The diagnostic gave the revenue operations function a mandate to lead a process it had not previously been authorized to own: defining a shared qualification standard that both marketing and sales would operate from. Three changes followed.

Changes made

  • A unified ideal customer profile was defined combining firmographic fit, technology stack compatibility, and commercial readiness indicators. The definition was built jointly by marketing, sales, and revenue operations, with explicit agreement on the minimum threshold for each dimension before a lead progressed to sales engagement.
  • A shared pipeline health metric was introduced: the proportion of sales-engaged leads that reached a second conversation within 21 days. This metric was visible to both functions, reported in the same weekly review, and owned jointly by the marketing and sales leads.
  • A quarterly deal review process was established in which closed-won and closed-lost outcomes were analyzed against the qualification criteria at entry. Findings fed directly into the qualification model update cycle, closing the feedback loop between deal outcomes and upstream lead scoring.

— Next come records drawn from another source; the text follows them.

Issue #1369, opened 2024-01-23
To do the same fix  for output type (by re-using __transform_functor if applicable), to make input type consistently: const T& or T&&


MikeDvorskiy:
//TODO: to do the same fix  for output type (by re-using __transform_functor if applicable) for the other functor below:
// __transform_if_unary_functor, __transform_if_binary_functor, __replace_functor, __replace_copy_functor
//TODO: to make input type consistently: const T& or T&&; to think which way is preferable

_Originally posted by @MikeDvorskiy in https://github.com/oneapi-src/oneDPL/pull/1233#discussion_r1463205525_

Proposed Implementation: 

template <typename _UnaryOper, typename _UnaryPred>
class __transform_if_unary_functor
{
    __transform_functor<_UnaryOper> _M_oper;
    mutable _UnaryPred _M_pred;

  public:
    explicit __transform_if_unary_functor(_UnaryOper&& __op, _UnaryPred&& __pred)
        : _M_oper(::std::forward<_UnaryOper>(__op)), _M_pred(::std::forward<_UnaryPred>(__pred))
    {
    }

    template <typename _Input1Type, typename _OutputType>
    void
    operator()(const _Input1Type& __x, _OutputType&& __output) const
    {
        if (_M_pred(__x))
            _M_oper(__x, ::std::forward<_OutputType>(__output));
    }
};

template <typename _BinaryOper, typename _BinaryPred>
class __transform_if_binary_functor
{
    __transform_functor<_BinaryOper> _M_oper;
    mutable _BinaryPred _M_pred;

  public:
    explicit __transform_if_binary_functor(_BinaryOper&& __op, _BinaryPred&& __pred)
        : _M_oper(::std::forward<_BinaryOper>(__op)), _M_pred(::std::forward<_BinaryPred>(__pred))
    {
    }

    template <typename _Input1Type, typename _Input2Type, typename _OutputType>
    void
    operator()(const _Input1Type& __x, const _Input2Type& __y, _OutputType&& __output) const
    {
        if (_M_pred(__x, __y))
            _M_oper(__x, __y, ::std::forward<_OutputType>(__output));
    }
};

template <typename _Tp, typename _Pred>
class __replace_functor
{
    const _Tp _M_value;
    _Pred _M_pred;

  public:
    __replace_functor(const _Tp& __value, _Pred __pred) : _M_value(__value), _M_pred(__pred) {}

    template <typename _OutputType>
    void
[...]

PR #2291, opened 2025-06-02
[oneDPL] The internal functors refactoring: reducing number of functors, renaming etc

MikeDvorskiy:
[oneDPL] The internal functors refactoring: reducing number of functors, renaming etc


SergeyKopienko (dismissed):
LGTM (please wait CI checks)

include/oneapi/dpl/pstl/hetero/dpcpp/sycl_traits.h
```diff
@@ -192,15 +192,21 @@ struct sycl::is_device_copyable<_ONEDPL_SPECIALIZE_FOR(oneapi::dpl::__internal::
...
     : oneapi::dpl::__internal::__are_all_device_copyable<_F, _Proj1, _Proj2>
 {
 };
 
-template <typename _Pred>
-struct sycl::is_device_copyable<_ONEDPL_SPECIALIZE_FOR(oneapi::dpl::__internal::__transform_functor, _Pred)>
-    : oneapi::dpl::__internal::__are_all_device_copyable<_Pred>
+template <typename _Pred, typename _RevTag>
+struct sycl::is_device_copyable<_ONEDPL_SPECIALIZE_FOR(oneapi::dpl::__internal::__transform_functor, _Pred, _RevTag)>
+    : oneapi::dpl::__internal::__are_all_device_copyable<_Pred, _RevTag>
```
danhoeflinger: We don't need to test if `_RevTag` is device copyable, assuming it is a bool_constant it will be device copyable, but it has no impact on if `__transform_functor` is.  Generally these should only be tested when they are types of member fields.

include/oneapi/dpl/pstl/hetero/dpcpp/sycl_traits.h
```diff
@@ -71,10 +71,13 @@ class __set_value;
 template <typename _Comp, typename _Proj>
 struct __predicate;
 
+template <typename _F, typename _Proj>
```
danhoeflinger, line 74: Generally, when we add these to sycl_traits, we also add positive and negative tests to check them in `device_copyable.pass`. It may be a bit overkill, but that has been the convention so far.

include/oneapi/dpl/pstl/utils.h
```diff
@@ -299,37 +314,41 @@ class __set_value
...
+    mutable _F __f;
 
   public:
-    explicit __transform_functor(_Pred __pred) : _M_pred(::std::move(__pred)) {}
+    explicit __transform_functor(_F __f) : __f(std::move(__f)) {}
 
     template <typename _Input1Type, typename _Input2Type, typename _OutputType>
     void
-    operator()(const _Input1Type& __x, const _Input2Type& __y, _OutputType&& __output) const
+    operator()(_Input1Type&& __x, _Input2Type&& __y, _OutputType&& __output) const
```
danhoeflinger, line 327: I have a memory that using const lvalue ref here for inputs instead of universal references was intentional but I don't remember why.  I think #1233 was the last time we considered this in detail. I'm looking through that PR now to try to remind myself.

danhoeflinger: Ah, now I see the comment and #1369, so it sounds like you have looked into this for this PR...

include/oneapi/dpl/pstl/hetero/dpcpp/sycl_traits.h
MikeDvorskiy: Yeah, perhaps you are right...

include/oneapi/dpl/pstl/hetero/dpcpp/sycl_traits.h
MikeDvorskiy: good catch, thanks!

MikeDvorskiy: Added tests for `__unary_op `and `__binary_op`.

danhoeflinger: I wont insist, but we normally check both the positive condition and negative condition. (it is device copyable when the relevant fields are device copyable, AND it is not device copyable when at least one relevant template argument is not device copyable)

MikeDvorskiy:
> LGTM, if you add the negative test, then I'll reapprove.

added.

danhoeflinger (approved):

include/oneapi/dpl/pstl/utils.h
```diff
@@ -150,6 +150,21 @@ struct __predicate
...
 
+template <typename _F, typename _Proj>
+struct __unary_op
+{
+    //'mutable' is to relax the requirements for a user functor or/and projection type operator() may be non-const
+    mutable _F __f;
+    mutable _Proj __proj;
+
+    template <typename _TValue>
+    decltype(auto)
```
SergeyKopienko, line 161: Could you explain here why we should have here exactly `decltype(auto)` instead of `auto` in previous implementation?
Which real gaps we fixing in this change?

include/oneapi/dpl/pstl/utils.h
```diff
@@ -159,7 +174,7 @@ struct __binary_op
     mutable _Proj2 __proj2;
 
     template <typename _TValue1, typename _TValue2>
-    auto
+    decltype(auto)
```
SergeyKopienko, line 177: The same

include/oneapi/dpl/pstl/utils.h
MikeDvorskiy: `auto` returns always of copy of type.
But `__unary_op` is kind of general unary operation, can be used for output value as well. For example, `__u_op(val) = x`;
Or, more useful in oneDPL case: `transform` algorithm - we wanna to keep a value category for move semantic: `*it_out = __u_op(*it_in);`

include/oneapi/dpl/pstl/utils.h
MikeDvorskiy: The motivation is the same, please see my explanation above.

include/oneapi/dpl/pstl/utils.h
SergeyKopienko: OK, thanks

PR #2295, opened 2025-06-05
Forward execution policy in test environment

SergeyKopienko:
In this PR we forward execution policy in test environment through `std::forward` call.
It's important for some another PR which we going to apply later.

### DIFF
--- a/test/support/utils_sort.h
+++ b/test/support/utils_sort.h
@@ -386,6 +386,8 @@ run_test(SortTestConfig config,
     // Run tests for USM shared memory (external testing for USM shared memory, once already covered in sycl_iterator.pass.cpp)
     if (config.test_usm_shared)
     {
+        // TODO required later to create temporary policy instance here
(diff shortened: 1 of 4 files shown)


test/support/utils_sort.h
```diff
@@ -386,6 +386,8 @@ run_test(SortTestConfig config,
     // Run tests for USM shared memory (external testing for USM shared memory, once already covered in sycl_iterator.pass.cpp)
     if (config.test_usm_shared)
     {
+        // TODO required later to create temporary policy instance here
+        // and pass it to test_usm with value category like exec parameter
```
MikeDvorskiy: I would suggest:
`// TODO: Create a temporary policy instance and pass it to test_usm with the needed value category`

SergeyKopienko: Fixed

MikeDvorskiy (approved):
LGTM

PR #2299, opened 2025-06-06
Ensure the correct type is scanned over in SYCL reduce-then-scan

mmichel11:
Currently, the result of `__unary_op` in `__gen_transform_input` will be scanned over in the reduce-then-scan implementation. This is incorrect, particularly if an initial value is provided by the user. We fix this by converting the resulting of `__unary_op` to the initial value type.

This requires an assumption that the input iterator's value type is convertible to the initial value type which is a known limitation with the TBB backend and the legacy SYCL scan implementation.


timmiesmith:
@mmichel11 would you please also add a note to the Known Limitations section of the introduction as part of this PR?

timmiesmith (approved):
LGTM. Thank you.

PR #1, opened 2022-11-02
Project refactor -> from one monolith to multiple services in monorepo

lucacavallaro:


grausof:
`apps/io-func-sign-issuer/src/infra/azure/storage/document.ts ` is an empty file!

PR #3, opened 2022-11-09
core: Add PDF content validator [SFEQS-1110,SFEQS-1137]

grausof:
This PR adds the validation of the pdf files uploaded through the [pdf-lib](https://pdf-lib.js.org/) library.

#### Motivation and Context
Currently the file upload flow does not provide any control on the type and / or format therefore it is possible to upload any type of file without any control. File format control is added with this PR.

This PR also fix SFEQS-1137 bug!

Sested on simulator

#### Types of changes
- [X] Chore (nothing changes by a user perspective)
- [ ] Bug fix (non-breaking change which fixes an issue)
- [ ] New feature (non-breaking change which adds functionality)

#### Checklist:


apps/io-func-sign-issuer/src/app/main.ts
```diff
@@ -12,4 +12,5 @@ if (configOrError instanceof Error) {
   throw configOrError;
 }
 
+// eslint-disable-next-line @typescript-eslint/no-unused-vars
 const config = configOrError;
```
grausof, line 16: I don't know if it is needed, but as it was reported by lint I added this exception! @lucacavallaro

lucacavallaro: remove this file, I forgot it :)

apps/io-func-sign-issuer/src/upload.ts
```diff
@@ -79,6 +83,10 @@ export type MoveUploadedDocument = (
   destination: UploadMetadata["documentId"]
 ) => (source: string) => TE.TaskEither<Error, string>;
 
-export type DeleteUploadMetadata = (
+export type DeleteUploadDocument = (
```
lucacavallaro, line 86: what is the purpose of this operation?

apps/io-func-sign-issuer/src/app/use-cases/validate-pdf.ts
```diff
@@ -0,0 +1,17 @@
+import { PDFDocument } from "pdf-lib";
+
+import * as TE from "fp-ts/TaskEither";
+
+import { pipe } from "fp-ts/function";
+import { toError } from "fp-ts/lib/Either";
+
+export const getPdfMetadata = (buffer: Buffer) =>
```
lucacavallaro, line 8: can this function be moved in the validate-upload use case? 
and maybe we should wrap "pdf-lib" and make it an "infra" dependency

apps/io-func-sign-issuer/src/upload.ts
grausof: To remove the uploaded file from blob storage (`uploaded` container)

apps/io-func-sign-issuer/src/app/use-cases/validate-pdf.ts
grausof: I added it as an `infra` dependency on `io-sign` since it will also be used on the user side!

PR #4, opened 2022-11-10
Add SIGNED status to DOCUMENT [SFEQS-1147]

grausof:
This PR add SIGEND status to DOCUMENT to support the case where some documents are signed and others not.

### DIFF
--- a/apps/io-func-sign-issuer/openapi.yaml
+++ b/apps/io-func-sign-issuer/openapi.yaml
@@ -503,6 +503,7 @@ components:
             - WAIT_FOR_VALIDATION
             - READY
             - REJECTED
+            - SIGNED
         metadata:
           $ref: "#/components/schemas/DocumentMetadata"
         created_at:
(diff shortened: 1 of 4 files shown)


gunzip (approved):

apps/io-func-sign-issuer/openapi.yaml
```diff
@@ -561,12 +562,34 @@ components:
...
+      allOf:
+        - $ref: "#/components/schemas/Document"
+        - type: object
+          properties:
+            uploaded_at:
+              $ref: "#/components/schemas/Timestamp"
+            url:
+              type: string
+              format: uri
+            signed_url:
```
lucacavallaro, line 575: I think that we should remove this field (`signed_url`), after the signature we should update the content of `url` field

grausof: I believe that issuer is also interested in having a reference to the unsigned file as well. Let's try to understand better 😉

lucacavallaro: Why would an issuer need a link to the source document as well? I do not understand the motivation. 

The `url` field then carries the risk of being misleading

PR #5, opened 2022-11-10
refactor: Add REJECTED status to Signature Request [SFEQS-1147]

grausof:
This PR add `REJECTED` status to Signature Request with `rejected_reason` and `uploaded_at` fields.

### DIFF
--- a/apps/io-func-sign-issuer/src/infra/http/encoders/signature-request.ts
+++ b/apps/io-func-sign-issuer/src/infra/http/encoders/signature-request.ts
@@ -33,23 +33,42 @@ export const SignatureRequestToApiModel: E.Encoder<
     id,
     dossierId: dossier_id,
     signerId: signer_id,
-    status,
     createdAt: created_at,
     updatedAt: updated_at,
     expiresAt: expires_at,
     documents,
-  }) => ({
-    id,
-    dossier_id,
-    signer_id,
-    status: toApiModelEnum(status),
-    created_at,
-    updated_at,
-    expires_at,
-    documents: documents.map(DocumentToApiModel.encode),
-    // here we have to handle the dynamic QR Code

MQL-to-SQL conversion: trajectory

Pre-diagnostic12-month targetCategory benchmark
approx. 8%approx. 14%15-20%

The 12-month target brings the conversion rate to the lower bound of the category benchmark. Reaching the upper bound requires the qualification model to be refined through at least two full deal review cycles, which takes time regardless of organizational commitment. The direction and the rate of improvement are consistent with the leakage estimate produced by the diagnostic.

The funding round closed at the expected valuation. The investor update that included the diagnostic output and the remediation path was cited by the lead investor as evidence of commercial discipline in the founding team. Pipeline efficiency had been a discussion point in prior conversations. It was not a discussion point in the final round.